To further ponder the newly convert looking to be freed from his being a slave [to sin]. When they come into the church, they are told, you should do this, you should do that. More brick, more straw, up the quota. So rather than freedom, they are worse off than in the beginning.


----------



## ambush80 (Apr 9, 2018)

Israel said:


> 14:35 "and he's not going to change".



First one must embrace reason and rationality.  Then, being given good reasons, one must believe. 

You and I only disagree on what a good reason to believe is. I want proof and you accept revelation.


----------



## Israel (Apr 9, 2018)

ambush80 said:


> First one must embrace reason and rationality.  Then, being given good reasons, one must believe.
> 
> You and I only disagree on what a good reason to believe is. I want proof and you accept revelation.



At 14:35 Chopra says "and he's not going to change". Oh, but he is. 

All _things_ are both _subject_ to change...and do. Now to Deepak _things_ may have an appearance of immutability, especially in what he experiences from one who has continued to _harass_ him. (And I concede he was speaking off the cuff, and somewhat light heartedly.) Nevertheless, he is seemingly willing to "lock" one up in what ever position his perspective has dictated. 

Maybe his own perspective is in need of change.


----------



## Israel (Apr 10, 2018)

The proof for me is the reality of Jesus Christ. It's all the proof I have and all (and more) of the proof I need. 
Some have held the proposition, no, many (here) if not most have, that the "christian" (which I am not at all convinced I am) is one in love with his status, in love with his self appearance. In that he is devoted to think himself a certain way. From there it is assumed this is the "hook" of it, the appeal of it, the draw of it...the convincing in it, and of it. That he (the christian) by this thing called "his faith"/his standing has now assumed the winner's garland. He's in the "in crowd" with a ticket to Heaven.

_Some_ may not see these traits in themselves, God knows. Truly, it's about all I do see _in myself._

Some here act (and speak) as though this is the great _gotcha._ Faith is grasped merely to (so to speak) propel one to the front of the line.

As though Jesus Himself did not speak of (and to) those who_ love _respectful greetings in the streets, of those who parade their status and piety, of those cliquish in design and bent, of those who love their titles and self appraisals...admiring themselves...exalting themselves in their own minds...but, to _their own_ condemnation. (The wiser among you will understand why a man _such as I_ believes he hears from Jesus...much)

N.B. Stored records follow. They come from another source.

PR #159, opened 2022-12-19
[Action] Release apk on GitHub

Ilithy:
Hi;
This PR introduces a github action to create an apk file and make it available on github.
- the action is automatic when creating a new version (when a new tag is created)
- the action can be launched manually

Other changes:

- Added 'get it on github' badge
- Added 'get it on APKPure' badge
- Modification of the size of the "_get it on_" badges (to have them on one line on a majority of screens)

Thank you.

### DIFF
--- a/.github/workflows/release.yml
+++ b/.github/workflows/release.yml
@@ -1,0 +1,32 @@
+name: Build & Publish Release APK
+
+on:
+  push:
+    tags:
+      - '*'
+
+  workflow_dispatch:
+
+jobs:
+  Gradle:
+    runs-on: ubuntu-latest
+    steps:
+    - name: checkout code
+      uses: actions/checkout@v3
+    - name: setup jdk
+      uses: actions/setup-java@v1
+      with:
+        java-version: 11
+    - name: Make Gradle executable
+      run: chmod +x ./gradlew
+    - name: Build Release APK
+      run: ./gradlew assembleRelease
+    - name: Release to GitHub
+      uses: Ilithy/upload-release-action@v2
+      with:
+        repo_token: ${{ secrets.GITHUB_TOKEN }}
+        file: ./app/build/outputs/apk/release/app-release-unsigned.apk
+        asset_name: URLCheck.apk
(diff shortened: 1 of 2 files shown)


TrianguloY:
I appreciate the suggestion and your work creating the action, but I'm afraid its not so easy to create an apk (well, it's not hard either, but requires a few more lines and effort).

An android apk is basically a zip with sort of compiled code and assets, and a few other information about the app it contains. One of this information is a certificate that '[signs](https://developer.android.com/studio/publish/app-signing)' the apk and ensures that only the original author was the creator of it. This is a privacy measure to ensure that malicious external apps/users can't replace your F-Droid apk with their copy, for example. An Android device will only allow updates for an app if it was signed with the same certificate as the installed version.

All apks must be signed before being installed, and since while you are developing you don't mind which one to use, the android gradle framework automatically uses a 'debug' certificate for all debug builds. This certificate is public and available anywhere, so you shouldn't build a production apk with it.

On Play Store I use my own certificate, on F-droid they use their own. This is also the reason why you can't usually update from play store an app that was installed from f-droid, and vice-versa (although f-droid supports providing your own certificate somehow...but I haven't analyzed that).

The alpha app, and other apks created with actions without any signing steps, are not. They are fine for being alpha, but not if it were to be published as 'final'. Your PR is one of those, so unfortunately I cannot merge it.

A solution would be to upload my certificate as a secret here on github, and use a step to sign the built apk, but I would prefer not to do that if possible. Another solution would be for me to build it locally (which I already do for Play Store) and upload it manually.

The main thing is that f-droid already allows anyone to download their signed apk, so even though I understand that having the apk directly here on this github would be convenient, I'm not really sure if the extra effort required is that important.

In any case I'll keep this PR open to see your opinion on this.

<hr>

Oh, and about that other extra badge, the thing is that I'm not really fond of those service that extracts files and publish them themselves on their (usually ad-filled) pages. My license is to mention me, and they do while copy/pasting the description so it's ok, but still they don't deserve me linking them. (F-droid is different, as I choose my app to be published there)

You are just late to the party. Jesus really got here _first_. 

You, Ambush, have noticed a thing though. "Not all of us are as full of self loathing as you are". But, I am not convinced of _that fullness_ yet, to a salvation. So, to paraphrase a friend from antiquity whose dancing before his God was seen by his wife as a shameful display..."you ain't seen nothing yet".

Nor for that matter, have I.


----------